PR #1296, opened 2020-03-04
[WIP]: broker ErrorHandler option

vtolstov:
ErrorHandler option to brokers can catch errors before message  passed to handler

### DIFF
--- a/broker/broker.go
+++ b/broker/broker.go
@@ -28,6 +28,7 @@ type Event interface {
 	Topic() string
 	Message() *Message
 	Ack() error
+	Error() error
 }
 
 // Subscriber is a convenience return type for the Subscribe method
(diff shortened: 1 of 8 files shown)


vtolstov:
i'm test various signatures of ErrorHandler func, and all other stuff can be filled when init struct like
```
h := &errHandler{ctx: ctx, xx:tt}
broker.ErrorHandler(h)
```

with signature of ErrorHandler(Event, error) we can get topic name, ack message, and get it body (if this is not unmarshal error).
next step is return from Codec specific error type? may be errors.Error ?

most common use-case - when error happens
* log error
* move message to some dead letter topic
* ack msg from original topic
* optional - unsubscribe from topic

vtolstov:
i'm see that we don't need customer Error to this handler, as Queue not really useful when working via error handler. As we have message and error this is enough info to fix/workaround problem.

vtolstov:
ready to merge

asim (approved):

### What is required
Read through the data and copy every line where "return" shows up.

### Solution for this problem
 // Subscriber is a convenience return type for the Subscribe method
next step is return from Codec specific error type? may be errors.Error ?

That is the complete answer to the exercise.